Pharmacology Flashcards
1
Q
What are receptors in pharmacodynamics?
A
Specialized proteins that bind to endogenous ligands or drugs to initiate a physiological response.
2
Q
Give an example of a receptor and its function.
A
Beta-adrenergic receptors mediate the effects of epinephrine and norepinephrine.
3
Q
What are ion channels?
A
Pore-forming proteins in cell membranes that regulate ion flow based on electrochemical gradients.
4
Q
Provide an example of an ion channel blocker.
A
Nifedipine, a calcium channel blocker, inhibits calcium influx to cause vasodilation.
5
Q
What is the role of enzymes in pharmacodynamics?
A
Biological catalysts that facilitate biochemical reactions, acting as inhibitors or activators.
6
Q
Give an example of an enzyme inhibitor.
A
Neostigmine, which inhibits acetylcholinesterase, prolonging acetylcholine activity.
7
Q
What are transporters (carrier proteins)?
A
Membrane proteins that facilitate the movement of substances across cell membranes.
8
Q
Provide an example of a transporter and its function.
A
The serotonin transporter (SERT) reuptakes serotonin from the synaptic cleft.
9
Q
What are ligand-gated ion channels?
A
Receptors directly coupled to ion channels that open upon ligand binding.
10
Q
Give an example of a ligand-gated ion channel.
A
Nicotinic acetylcholine receptor (nAChR) allows sodium entry upon acetylcholine binding.
11
Q
What are G-protein coupled receptors?
A
Receptors that activate intracellular signaling cascades via G-proteins upon ligand binding.
12
Q
Provide an example of a G-protein coupled receptor.
A
Beta-adrenergic receptors activate adenylate cyclase, increasing cAMP levels.
13
Q
What are kinase-linked receptors?
A
Receptors that mediate effects through phosphorylation cascades leading to gene transcription.
14
Q
Provide an example of a kinase-linked receptor.
A
Insulin receptor, which triggers glucose uptake via GLUT4 translocation.
15
Q
What are nuclear receptors?
A
Intracellular receptors functioning as transcription factors when activated.
16
Q
Give an example of a nuclear receptor.
A
Glucocorticoid receptor binds cortisol and modulates gene expression.
17
Q
What are the types of gating for ion channels?
A
Voltage-gated, ligand-gated, and mechanically gated.
18
Q
What is selectivity in drug action?
A
A drug’s ability to preferentially bind to a specific target.
19
Q
Define drug potency.
A
The drug concentration required to elicit 50% of its maximal effect (EC₅₀).
20
Q
What does drug efficacy refer to?
A
The maximum effect a drug can produce, regardless of dose.
21
Q
What are full agonists?
A
Drugs that produce maximal receptor activation.
22
Q
What is a partial agonist?
A
A drug that produces a submaximal response even at high concentrations.
23
Q
What is an inverse agonist?
A
A drug that produces the opposite effect of an agonist.
24
Q
Differentiate between reversible and irreversible competitive antagonists.
A
Reversible antagonists can be displaced by increasing agonist concentration; irreversible antagonists bind covalently.
25
What is orthosteric modulation?
Binding at the receptor's active site.
26
What is allosteric modulation?
Binding at a separate site, modifying receptor activity.
27
What factors affect drug absorption?
Lipid solubility, pH & ionization, first-pass metabolism.
28
What is the definition of drug bioavailability?
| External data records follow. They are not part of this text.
Issue #320, opened 2023-03-03
Let DAG nodes inherit tarball path


vitodb:
For DAG submissions in order to let each node to be aware of the RCDS path of a tarball it is needed to use the `--tar_file_name dropbox://` option for each DAG node.
I'm wondering if it could be possible to implement a feature that allows to use the `--tar_file_name dropbox://` option for the DAG submission and let all DAG nodes inherit the associated env var `INPUT_TAR_DIR_LOCAL` and other related stuff, so avoiding the need for each DAG node to (try to) upload the tarball to RCDS.

marcmengel:
That was *supposed* to work already... I have reproduced this and fixed it; pull request forthcoming after tests...  The other thing I might still put in is if you have a --tar-file-name on the main command line and one in the dag lines, you should get *both* -- we should merge the lists, not override them

PR #321, opened 2023-03-03
Tarfile dag

marcmengel:
This addresses an issue Vito brought up, in #320, but also rubbed my nose in the fact that we weren't doing combinations of, say -e arguments on the command line versus the dagnabbit file properly -- if the dagnabbit file specified -e anything, that overrode *all* -e arguments from the command line, etc. when we should merge them.

Also switched the tarfile regeneration to make .bz2 files rather than .gz ones, as we had the random-hash due to current time showing up in those .gz tarballs, even with GZIP=-n set in the environment.  Now we get consistent hashes for tarfiles again.

### DIFF
--- a/lib/tarfiles.py
+++ b/lib/tarfiles.py
@@ -73,10 +73,9 @@ def check_we_can_write() -> None:
 
 def tarchmod(tfn: str) -> str:
     """copy a tarfile to a compressed tarfile changing modes of contents to 755"""
-    os.environ["GZIP"] = "-n"
-    ofn = os.path.basename(f"{tfn}.o.gz")
+    ofn = os.path.basename(f"{tfn}.o.bz2")
     check_we_can_write()
-    with tarfile_mod.open(tfn, "r|*") as fin, tarfile_mod.open(ofn, "w|gz") as fout:
+    with tarfile_mod.open(tfn, "r|*") as fin, tarfile_mod.open(ofn, "w|bz2") as fout:
         ti = fin.next()
         while ti:
             if ti.type in (tarfile_mod.SYMTYPE, tarfile_mod.LNKTYPE):
--- a/lib/tarfiles.py
+++ b/lib/tarfiles.py
@@ -73,7 +73,7 @@ def check_we_can_write() -> None:
 
 def tarchmod(tfn: str) -> str:
     """copy a tarfile to a compressed tarfile changing modes of contents to 755"""
-    ofn = os.path.basename(f"{tfn}.o.bz2")
+    ofn = os.path.basename(f"{tfn}.tbz2")
     check_we_can_write()
     with tarfile_mod.open(tfn, "r|*") as fin, tarfile_mod.open(ofn, "w|bz2") as fout:
         ti = fin.next()
@@ -93,7 +93,7 @@ def tar_up(directory: str, excludes: str, file: str = ".") -> str:
     """build directory.tar from path/to/directory"""
     if not directory:
         directory = "."
-    tarfile = os.path.basename(f"{directory}.tar.gz")
+    tarfile = os.path.basename(f"{directory}.tgz")
     check_we_can_write()
     if not excludes:
         excludes = os.path.dirname(__file__) + "/../etc/excludes"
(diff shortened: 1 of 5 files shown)


shreyb (changes requested):
Could you please update your config submodule commit?  You're one commit behind, I believe (it should be [e0110fd](https://github.com/marcmengel/jobsub_lite_config/tree/e0110fd00b531918ce81674393cea8cde50ca2ff))

lib/tarfiles.py
```diff
@@ -73,10 +73,9 @@ def check_we_can_write() -> None:
 
 def tarchmod(tfn: str) -> str:
     """copy a tarfile to a compressed tarfile changing modes of contents to 755"""
-    os.environ["GZIP"] = "-n"
-    ofn = os.path.basename(f"{tfn}.o.gz")
+    ofn = os.path.basename(f"{tfn}.o.bz2")
     check_we_can_write()
-    with tarfile_mod.open(tfn, "r|*") as fin, tarfile_mod.open(ofn, "w|gz") as fout:
+    with tarfile_mod.open(tfn, "r|*") as fin, tarfile_mod.open(ofn, "w|bz2") as fout:
```
shreyb, line 78: The idea here is that bz2 gives us hash reproducibility independent of time, and gz does not?

marcmengel: Exactly.  I *thought* it would get fixed with the same GZIP=-n in the environment that works for actual /usr/bin/tar, but no such luck.

shreyb: Yeah - I believe this is what jobsub_client used to do, so I'm surprised it doesn't work here.  What's the effect on currently-uploaded tarballs?  The hashes will all be different than before, so basically every single new submission using dropbox:// or tardir:// will upload a new tarball to RCDS, right?

shreyb (commented):
While we're looking at tarballs, do we want to add to line 214/215 of tarfiles.py that if bz2 tarballs should get their extensions stripped like .tar and .tgz?

If you want to split that into a separate issue, since it's tangentially related, that's fine with me.

shreyb (approved):

marcmengel:
Well, once, yes.  But right now its re-uploading them every time, so once is an improvement.   Note that none of this takes much space on the cvmfs side, since cvmfs collapses duplicate files (i.e. of the unpacked tarfiles)  internally.

shreyb:
Sorry - I'm confused.  Are you referring to this PR, or #323?

marcmengel:
I was replying to "...What's the effect on currently-uploaded tarballs? The hashes will all be different than before, so basically every single new submission using dropbox:// or tardir:// will upload a new tarball to RCDS, right"

shreyb:
Ah - my mistake!  Thanks for that clarification.  Anyway, I'm good with this PR.  Do you want to make the change on line 214 of lib/tarfiles.py or should we handle that separately?

marcmengel:
Looking at it...

marcmengel:
Okay, did a little more cleanup of tarfile suffxes all around... what do you think?

lib/tarfiles.py
```diff
@@ -73,10 +73,9 @@ def check_we_can_write() -> None:
 
 def tarchmod(tfn: str) -> str:
     """copy a tarfile to a compressed tarfile changing modes of contents to 755"""
-    os.environ["GZIP"] = "-n"
-    ofn = os.path.basename(f"{tfn}.o.gz")
+    ofn = os.path.basename(f"{tfn}.tbz2")
```
shreyb, line 76: BTW - do we know that RCDS plays nicely with tbz2 files?  I don't see why it wouldn't, but the integration tests went OK with this change?

shreyb: Besides wanting to double-check this, this PR LGTM.

marcmengel: I'll rerun them. I can't recall now if I last ran them before or after this change.. sigh.

marcmengel: (I mean , with the suffix tbz2;  it's done the gzipped tarballs already...)

shreyb: Did these tests work?  If so, I'll go ahead and merge.

marcmengel: Sigh... My tests on friday got stuck on a job that just wouldn't come out of Idle... I'm re-running.

marcmengel: Okay, found one bug so far... Still need to figure out what test is having the other problem...  It's making a very funky dag submission which keeps getting restarted and exiting 255 in the joblog; and doesn't seem to have the dag_wrapper.sh set as the executable, and.?!?!?

marcmengel:
Okay, I think this is good to merge now; sorry for the delay, running jobs for unit tests is sometimes Really Slow...

PR #322, opened 2023-03-03
transfer submission files at submit time, not from the job

### LINKED ISSUE #311: Transfer submission files (script, JDF) to dCache at submission time?
This is for discussion: right now we have to transfer the description file to the job, in order for it to get copied out to dCache. We could copy it and the script there right at submission time from jobsub_submit.

Pros:
* creates output destination, users won't get 404 error trying to see what files are there (currently it won't be created until the first job has finished)
* don't have to copy the JDF in input_files

Cons:
* more complexity in jobsub_submit, including IFDH (?) dependency... or maybe we just do straight webDAV calls since it's a very well-defined transfer?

The fraction of the administered dose reaching systemic circulation unchanged.
29
What is the central compartment in the two-compartment model?
Rapidly perfused organs such as heart, liver, and kidney.
30
What occurs during first-pass metabolism?
Hepatic metabolism before reaching systemic circulation, reducing oral drug bioavailability.
31
What are the two phases of biotransformation?
Phase 1: Oxidation, reduction, hydrolysis; Phase 2: Conjugation.
32
What is renal clearance?
The volume of plasma cleared of a drug per unit time.
33
Define plasma half-life.
The time required for the plasma concentration of a drug to decrease by 50%.
34
What is the difference between first-order and zero-order kinetics?
First-order: Constant fraction eliminated per unit time; Zero-order: Constant amount eliminated per unit time.
35
What neurotransmitter is primarily used in the sympathetic nervous system?
Norepinephrine (NE).
36
What are the key effects of the parasympathetic nervous system?
Decreased heart rate, increased digestion, pupil constriction, bronchoconstriction.
37
What are cholinergic receptors?
Receptors that bind acetylcholine.
38
Give an example of a beta-1 adrenergic receptor effect.
Increases heart rate and contractility.
39
What is the role of acetylcholinesterase inhibitors?
They increase acetylcholine levels.
40
What is the function of dopamine in the autonomic nervous system?
Modulates blood pressure and renal function.
41
True or False: Serotonin affects mood and gut motility.
True.
42
What are receptors?
Specialized proteins that bind to endogenous ligands or drugs to initiate a physiological response
## Footnote
Key role in signal transduction.
43
What type of receptors are beta-adrenergic receptors?
G-protein coupled receptors (GPCRs)
## Footnote
Mediate effects of epinephrine and norepinephrine.
44
What is the function of drugs like propranolol?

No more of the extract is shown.